If it's fair it's fair, but this still begs a couple of questions: can't you ask about the decision the way, say, a normal human being would, instead of in a way designed to prove your journalistic credentials to people who hate John Edwards because he's a) a Democrat; b) a Democrat and a lawyer; or c) a Democrat, a lawyer, and a Presidential candidate? I mean, what the hell did John and Elizabeth Edwards ever do besides being hated by Coulter and Limbaugh, which is about as difficult, and as meaningful, as making a sock smell bad? The Edwardeses were treated with less civility than a Largely Unfunny Comedian Who'd Grabbed Her Crotch and Spit While Shrieking The National Anthem In Public. Because, presumably, someone who has a career to salvage after a bout of televised boorishness will be totally honest with the public, whereas people with cancer are always lyin' just to get sympathy. If it's fair it's fair. Just shaddup about fuckin' Bush Hatred, and Civility, and let's start treating everybody this way and not just the undeserving.

4 comments:

Anonymous said...

And then they had to fucking *thank* Katie for doing it or be further berated for *their* manners.
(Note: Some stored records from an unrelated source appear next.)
PR #1986, opened 2018-08-09
added test to add label on etcd cluster services

prune998:
When creating Etcd clusters, we want to be able to differentiate the `peer` service and the `client` service using labels.
The main reason is that Prometheus-Operator can't easily differentiate on service names, only on labels. 
This PR is adding a specific label that tels the `peer` service can be used to scrape metrics.


prune998:
poor @etcd-bot, all alone managing the PRs 🤖

PR #1907, opened 2025-08-13
Sketch: token API proxy

meiersi-da:
Sketch for a solution of #1901 

[no ci]

#### Cluster Testing
- [ ] If a cluster test is required, comment `/cluster_test` on this PR to request it, and ping someone with access to the DA-internal system to approve it.
- [ ] If a hard-migration test is required (from the latest release), comment `/hdm_test` on this PR to request it, and ping someone with access to the DA-internal system to approve it.

#### PR Guidelines
- [ ] Include any change that might be observable by our partners or affect their deployment in the [release notes](https://github.com/hyperledger-labs/splice/blob/main/docs/src/release_notes.rst).
- [ ] Specify fixed issues with `Fixes #n`, and mention issues worked on using `#n`
- [ ] Include a screenshot for frontend-related PRs - see [README](https://github.com/hyperledger-labs/splice/blob/main/TESTING.md#running-and-debugging-integration-tests) or use your favorite screenshot tool

#### Merge Guidelines
- [ ] Make the git commit message look sensible when squash-merging on GitHub (most likely: just copy your PR description).

PR #2194, opened 2025-09-10
Properly test and package featured app proxy for exchange integrations

meiersi-da:
WIP: please do not review yet

#### Cluster Testing

#### PR Guidelines

#### Merge Guidelines


daml/splice-util-featured-app-proxies/daml/Splice/Util/FeaturedApp/DelegateProxy.daml
```diff
@@ -0,0 +1,116 @@
...
+
+-- | A proxy for a delegate to create featured app markers jointly with using token standard workflows.
+-- The delegate is given full control over the creation of the markers.
+--
+-- This is for example useful when using one or more parties for app operation purposes.
+-- Using this proxy allows the operational parties to properly attribute their activity to the featured app,
+-- which is represented by the app provider party.
+template DelegateProxy with
+    provider : Party -- ^ The app provider whose featured app right should be used
+    delegate : Party -- ^ The delegate interacting with the token standard workflow
```
moritzkiefer-da, line 43: iirc for wallets we recommend to have a single delegate contract instead of one per delegate (which would be one per wallet user in those cases). Is there a good reason to do things differently here? I see why this is sufficient for exchanges but having to maintain both proxy variants feels unfortunate.

moritzkiefer-da: If we do make the rules variant of that then we likely want to also consider whether there should be a way to restrict beneficiaries, I don't expect that giving full control over that to users is always desired.

Maybe a cheap option to start with would be to just have a flag on the rules contract that defines whether you either use a set of beneficiaries specified on the contract or let users chose it.

moritzkiefer-da (approved):
thanks, the approach makes sense although I'm vary of needing a different model for exchanges and wallets. As long as we don't upload it by default, it seems ok at least as it doesn't proliferate quite as badly.

daml/splice-util-featured-app-proxies/daml/Splice/Util/FeaturedApp/DelegateProxy.daml
meiersi-da: I initially intended to go in that direction of making a single highly configurable version of this TokenStandardProxy here: https://github.com/hyperledger-labs/splice/pull/1907/files#diff-4cbc6e851f73f40db384d63aa97dbf4ffb93c505b0ed0c3c360e7914f94f6201R42

However, it felt uneccessarily complicated compared to the option where we just define two different templates in different modules of the same utility package. This way the user just chooses what template to use and goes with it.

Note that the difference is not only in the template arguments, but also the proxy argument. 

Furthermore, I wouldn't be surprised if we find that we need a version 2 of one of the proxies, and we can just add that to the side w/o impacting existing users.

moritzkiefer-da: makes sense, maybe make it clear somehow that this is not the recommended template for wallets and link to your PR for that for now. I suspect people will get confused otherwise.

meiersi-da: https://github.com/hyperledger-labs/splice/issues/2197

PR #2207, opened 2025-09-10
Document `ignored-expired-rewards-party-ids` process

martinflorian-da:
Fixes #2180

[static]

I gave a bit more detail on "how to build the config" because this can be useful also just as documentation for our own team (that will likely be that "one SV" most of the time).

### DIFF
--- a/docs/src/sv_operator/sv_operations.rst
+++ b/docs/src/sv_operator/sv_operations.rst
@@ -343,6 +343,8 @@ Based on that:
 
       select distinct(reward_party) from dso_acs_store where reward_round < UPGRADE_ROUND;
 
+  Note however that this query overapproximates the set of parties to ignore, so you might need to remove some parties again later.
+
 - If one of the parties you want to ignore is an SV, you most likely want to ignore the beneficiary of that SV instead
   (or even better - talk to the SV's operator to make sure their beneficiary upgrades to a more recent version).
 - Once you are confident in the set of parties to ignore, remove the ``delegatelessAutomationExpiredRewardCouponBatchSize`` override and confirm that the


docs/src/sv_operator/sv_operations.rst
```diff
@@ -263,3 +263,101 @@ Upper bound
...
+
+Based on that:
+
+- You can wait until the trigger fails, then investigate which parties are involved in the failing transaction and add these to the set of parties to ignore.
+- For a more quick feedback loop, you can attempt queries against the SV app (postgres) database.
+  For example, you can list receivers of rewards that were not expired since the Daml upgrade:
+
+  .. code-block:: sql
+
+      select distinct(reward_party) from dso_acs_store where reward_round < UPGRADE_ROUND;
```
moritzkiefer-da, line 344: Note that this overapproximates: It could also be that the trigger just hasn't gotten to those contracts yet. So I'm a bit wary of documenting that mess.

docs/src/sv_operator/sv_operations.rst
```diff
@@ -263,3 +263,101 @@ Upper bound
...
+  trigger has a 100% success rate and does not log any warnings or errors.
+- If outdated validators eventually follow up on upgrading, their parties should be removed again from the ignore list to allow the
+  archival of expired rewards (both old and new) as well as to avoid blocking the archival of closed mining rounds.
+  The following database query shows expired rewards that were generated *after* the Daml upgrade,
+  which is an indicator that the hosting validator has upgraded and so these parties should not be ignored anymore:
+
+  .. code-block:: sql
+
+     select m.template_id_qualified_name, m.reward_party, min(m.reward_round) from (
+       select c.reward_party, c.reward_round, c.template_id_qualified_name from dso_acs_store c
```
moritzkiefer-da, line 360: I don't understand this query. What's the point of the join instead of just doing
```
select * from dso_acs_store where reward_round > upgrade_round
```

moritzkiefer-da (approved):
thanks!

docs/src/sv_operator/sv_operations.rst
martinflorian-da: The complexity is for giving me only things for closed rounds... Do you see a way to significantly reduce the complexity?

docs/src/sv_operator/sv_operations.rst
martinflorian-da: fair point, added a disclaimer;

the query still seems to be a useful tool, or at least a good starting point for better queries, so I'd like to keep it also for reminding ourselves

docs/src/sv_operator/sv_operations.rst
moritzkiefer-da: hm fair enough I guess

martinflorian-da: otherwise you get a lot of parties that are not really useful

I spent Sunday watching Planet Earth which, admittedly, was edited to within an inch of its life for The Discovery Channel, but at least was shown on the HD channel, unlike back when it was on CBC. And if the DVDs I made my partner pre-order for me turn out to be the American version rather than the BBC version, it's going right back to the store, Sigourney Weaver or no. Sixty Minutes? Does *anyone* bother anymore?

Tom Hilton said...

Beautiful. And A-Fucking-Men.

Anonymous said...

DR, you are the greatest.

I used to be neutral about Katie C, but now that she's a "serious" journalist, I hate her with the burning passion of a thousand suns.

Anonymous said...

has there been journalistic integrity since Nixon or Reagan? If there has, it has all gone the way of Coulter and the Drug Addict.
I don't watch local news anymore (since they don't seem to understand that I want NEWS not "human interest" stories) and when I watch the natinal news I spend much of it yelling at the television -- for all the good that does.
and I remember Dennis Miller before he lost his mind -- he used to be quite amusing but that was more than 20 years ago.